United States Patent |
4,217,491 |
Dufford, Jr. , et
al. |
August 12, 1980 |
Counting system for articles conveyed in a stream
Abstract
An electro-optical device mounted over a conveyed stream of
articles for sensing the passage of each article by projecting a
single spot of light onto the articles and measuring the
reflectance of that spot from two different angles. The measured
reflectance values are fed to an electronic comparator which
produces an output signal when one reflectance value exceeds the
other by a predetermined amount.
Inventors: |
Dufford, Jr.; Max H. (Lakewood,
CO), Price; Earl T. (San Jose, CA) |
Assignee: |
Nolan Systems Inc. (Denver,
CO)
|
Family
ID: |
25443928 |
Appl.
No.: |
05/920,548 |
Filed: |
June 29, 1978 |
Current U.S.
Class: |
250/223R;
235/98C; 356/448; 377/53; 377/8 |
Current CPC
Class: |
G06M
7/10 (20130101); G06M 2207/02 (20130101) |
Current International
Class: |
G06M
7/00 (20060101); G06M 7/10 (20060101); G06M
007/06 () |
Field of
Search: |
;250/222PC,223R,562,560,563,561,214 ;235/92V,98C,92SB ;356/448 |
References Cited
[Referenced By]
U.S. Patent Documents
Primary Examiner: Nelms; David C.
Assistant Examiner: Westin; Edward P.
Attorney, Agent or Firm: Crandell & Polumbus
Claims
We claim:
1. An electro-optical sensing means for detecting articles moved
therepast in a path, each of said articles defining a surface of
characteristics which reflect light at all angles from incident
light projected on the surface, each of said articles also having
an edge or the like defining an abrupt step-like formation
extending from the surface of said article, said electro-optical
sensing means comprising, in combination:
light transmitting means emitting light toward said articles and
projecting an incident spot of light on the surface of each article
as each article moves past;
first and second light receiving means positioned respectively on
the upstream and downstream sides of said spot of light and
directed at predetermined angles toward the spot of light on the
surface of each said article, the predetermined angles of direction
of each said first and second light receiving means causing said
light receiving means to each receive incident light from said
light transmitting means reflected from the spot due to the
reflective characteristics of the article surface, the
predetermined angle of one said light receiving means further being
determined in relation to the amount of extension of the step-like
formation from the article surface in order to result in
substantial blocking of the light reflected from the spot on the
said one light receiving means by the step-like formation upon
movement of said step-like formation into a predetermined position
relative to said projected spot, said first and second light
receiving means each producing an output signal of magnitude
related to the amount of emitted light received by each respective
light receiving means as reflection from the spot; and
means for receiving the output signals from said light receiving
means, and for comparing said output signals and for providing a
detection signal when a characteristic of one of said output
signals differs from a characteristic of the other of said output
signals to indicate movement of the step-like formation into said
predetermined position relative to said projected spot at which
light characteristically reflected to said one light receiving
means is substantially blocked.
2. The electro-optical sensing means of claim 1 wherein said light
transmitting means emits near-infrared light.
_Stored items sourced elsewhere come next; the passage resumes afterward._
Issue #889, opened 2024-09-30
Rule to flag documentation of self-explanatory fields


apinnick:
Create a rule that flags self-explanatory fields in procedure steps. The purpose of this rule is to reduce 'overdocumentation' of UI procedures.

Example: "Enter your user name in the *Username* field."

Message: "Your procedure mentions %s. Consider not documenting fields that are self-explanatory."

PR #890, opened 2024-09-30
Add ObviousTerms rule

apinnick:
Closes https://github.com/redhat-documentation/vale-at-red-hat/issues/889

### DIFF
--- a/.vale/fixtures/RedHat/ObviousTerms/.vale.ini
+++ b/.vale/fixtures/RedHat/ObviousTerms/.vale.ini
@@ -1,0 +1,5 @@
+; Vale configuration file to test the `ObviousTerms` rule
+StylesPath = ../../../styles
+MinAlertLevel = suggestion
+[*.adoc]
+RedHat.ObviousTerms = YES
--- a/.vale/fixtures/RedHat/ObviousTerms/testinvalid.adoc
+++ b/.vale/fixtures/RedHat/ObviousTerms/testinvalid.adoc
@@ -1,0 +1,2 @@
+Enter your user name in the Username field.
+Enter your description in the Description field.
--- a/.vale/styles/RedHat/ObviousTerms.yml
+++ b/.vale/styles/RedHat/ObviousTerms.yml
@@ -1,0 +1,16 @@
+---
+extends: existence
+level: suggestion
+# link:
+message: "Consider not documenting %s because it is self-explanatory."
+scope: sentence
+# source:
+action:
+  name: remove
+tokens:
+  - 'User field'
+  - 'Username field'
+  - 'Password field'
+  - 'Mail field'
+  - 'Description field'
+  - 'Name field'


.vale/styles/RedHat/ObviousTerms.yml
```diff
@@ -0,0 +1,16 @@
...
+extends: existence
+level: suggestion
+# link:
+message: "Consider not documenting %s because it is self-explanatory."
+scope: list
+# source:
+action:
+  name: remove
+tokens:
+  - User
```
aireilly, line 11: I see where you are going with this, but won't this lead to a lot of false positives?

apinnick: I was thinking about this. We could flag the terms only when bolded (scope: strong?). That should limit occurrences to UI procedures. Or we could flag "**Description** field".

apinnick: Just changed scope to "strong".

.vale/styles/RedHat/ObviousTerms.yml
```diff
@@ -0,0 +1,16 @@
...
+extends: existence
+level: suggestion
+# link:
+message: "Consider not documenting %s because it is self-explanatory."
+scope: raw
+# source:
+action:
+  name: remove
+tokens:
+  - '\*User\*'
```
aireilly, line 11:
```suggestion
  - '\*?User\*? field'
```
Is `**User**` also a valid bold formatting in AsciiDoc?

.vale/fixtures/RedHat/ObviousTerms/.vale.ini
```diff
@@ -0,0 +1,5 @@
+; Vale configuration file to test the `ObviousTerms` rule
+StylesPath = ../../../styles
+MinAlertLevel = suggestion
+[*.adoc]
+RedHat.ObviousTerms = YES
```
aireilly, line 5: I don't like this rule in RedHat because it's highlighting AsciiDoc formatting, and this Vale rule set should be agnostic to formatting.

.vale/fixtures/RedHat/ObviousTerms/testinvalid.adoc
```diff
@@ -0,0 +1,3 @@
+//vale-fixture
```
aireilly, line 1: The Red Hat rule set works by linting line by line. This `//vale-fixture` comment is only required in the rule sets where we don't have one error per line and we need some way to count the errors in the test fixtures.

.vale/styles/RedHat/ObviousTerms.yml
aireilly: Also can we add "field" as extra text in these rules to make it cast iron in terms on only highlighting these fields and not some other valid usage of these terms.

aireilly (commented):
Added some comments, nice work :)

.vale/fixtures/RedHat/ObviousTerms/.vale.ini
apinnick: I agree. Problem is that Vale does not accept "strong" as a scope because it has been deprecated in favor of "raw". Maybe adding "field" is the way to go.

.vale/fixtures/RedHat/ObviousTerms/testinvalid.adoc
apinnick: Ah, OK. So I should remove this comment.

aireilly (approved):
/lgtm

3. The electro-optical sensing means of claims 1 or 2 wherein said
light transmitting means includes means for focusing, sizing and
shaping the emitted light into a beam which is projected upon the
surface of said articles.
4. The electro-optical sensing means of claims 1 or 2 wherein said
first and second light receiving means include means for filtering
and focusing at least some of the light reflected from the spot on
said first and second light receiving means.
5. The electro-optical sensing means of claims 1 or 2 wherein said
light transmitting means is a solid state light emitting diode.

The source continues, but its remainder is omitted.